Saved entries

PR #700, opened 2022-06-12
Fixed hang in XblCleanupAsync

mr-efficient:
CurlProvider::PerformAsync can be called simultaneously from multiple threads, which leaves CurlProvider::m_curlMultis in a bad state.  That results in m_curlMultis.size() being incorrect, which results in m_cleanupTasksRemaining being incorrect, which results in XAsyncComplete never being called in CurlProvider cleanup.

I protect against this by protecting access to m_curlMultis with m_mutex.

### DIFF
--- a/Source/HTTP/Curl/CurlProvider.cpp
+++ b/Source/HTTP/Curl/CurlProvider.cpp
@@ -81,13 +81,21 @@ HRESULT CurlProvider::PerformAsync(HCCallHandle hcCall, XAsyncBlock* async) noex
     auto easyInitResult = CurlEasyRequest::Initialize(hcCall, async);
     RETURN_IF_FAILED(easyInitResult.hr);
 
-    auto iter = m_curlMultis.find(workPort);
-    if (iter == m_curlMultis.end())
-    {
-        auto multiInitResult = CurlMulti::Initialize(workPort);
-        RETURN_IF_FAILED(multiInitResult.hr);
+    http_internal_map<XTaskQueuePortHandle, HC_UNIQUE_PTR<xbox::httpclient::CurlMulti>>::iterator iter;
 
-        iter = m_curlMultis.emplace(workPort, multiInitResult.ExtractPayload()).first;
+	{
+        // CurlProvider::PerformAsync can be called simultaneously from multiple threads so we need to lock
+        // to prevent unsafe access to m_curlMultis
+		std::lock_guard<std::mutex> lock{ m_mutex };
+
+		iter = m_curlMultis.find(workPort);
+		if (iter == m_curlMultis.end())
+		{
+			auto multiInitResult = CurlMulti::Initialize(workPort);
+			RETURN_IF_FAILED(multiInitResult.hr);
+
+			iter = m_curlMultis.emplace(workPort, multiInitResult.ExtractPayload()).first;
+		}
     }
 
     auto& multi{ iter->second };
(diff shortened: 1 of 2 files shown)


mr-efficient:
One of the unit tests for our game hangs about 50% of the time on shutdown in XblCleanupAsync.  After a lot of breakpoint and printf debugging, I tracked the issue back to CurlProvider::m_curlMultis getting into a bad state:  The size returned by m_curlMultis.size() was different from the number of items returned by iterating from begin() to end().  I tracked _that_ back to CurlProvider::m_curlMultis being simultaneously accessed from multiple threads.

I'm not sure if protecting it with CurlProvider::m_mutex is the right fix, but it does seem to fix the hang.

Source/HTTP/Curl/CurlProvider.cpp
```diff
@@ -81,13 +81,21 @@ HRESULT CurlProvider::PerformAsync(HCCallHandle hcCall, XAsyncBlock* async) noex
...
     RETURN_IF_FAILED(easyInitResult.hr);
 
-    auto iter = m_curlMultis.find(workPort);
-    if (iter == m_curlMultis.end())
-    {
-        auto multiInitResult = CurlMulti::Initialize(workPort);
-        RETURN_IF_FAILED(multiInitResult.hr);
+    http_internal_map<XTaskQueuePortHandle, HC_UNIQUE_PTR<xbox::httpclient::CurlMulti>>::iterator iter;
+
+	{
```
jplafonta, line 86: >	 [](http://example.com/codeflow?start=0&length=1)

Please replace all tabs with spaces

Source/HTTP/Curl/CurlProvider.cpp
```diff
@@ -133,28 +141,26 @@ HRESULT CALLBACK CurlProvider::CleanupAsyncProvider(XAsyncOp op, const XAsyncPro
...
-            {
-                // If there are no pending pending multi cleanups, complete cleanup here
-                cleanupComplete = true;
-            }
-        }
+		{
+			std::lock_guard<std::mutex> lock{ provider->m_mutex };
+			for (auto& pair : provider->m_curlMultis)
+			{
+				HRESULT hr = CurlMulti::CleanupAsync(std::move(pair.second), &provider->m_multiCleanupAsyncBlocks[multiIndex++]);
```
jplafonta, line 148: >HRESULT hr = CurlMulti::CleanupAsync [](http://example.com/codeflow?start=4&length=36)

I believe it is not safe to call CurlMulti::CleanupAsync while holding m_mutex here.  CleanupAsync can complete synchronously in same cases, calling back into CurlProvider::MultiCleanupComplete which will try to grab the mutex.

CurlProvider::CleanupAsyncProvider has started, m_curlMultis should never be modified by another thread again - it should be safe to not lock here.

That said, to be safe we can grab the mutex, move m_curlMultis into a local, then release the lock and continue with cleanup as before but instead operating on the local curlMultis list

Source/HTTP/Curl/CurlProvider.cpp
mr-efficient: Done.

Source/HTTP/Curl/CurlProvider.cpp
mr-efficient: Okay, I've put up a revised version.  Thanks.

jplafonta (approved):
:shipit:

### WHAT YOU ARE ASKED TO DO
Nothing but the lines from the one holding "mr-efficient: Done." to the end of the entries should be output, each exactly as it appears.

### EXPECTED ANSWER
mr-efficient: Done.

Source/HTTP/Curl/CurlProvider.cpp
mr-efficient: Okay, I've put up a revised version.  Thanks.

jplafonta (approved):
:shipit:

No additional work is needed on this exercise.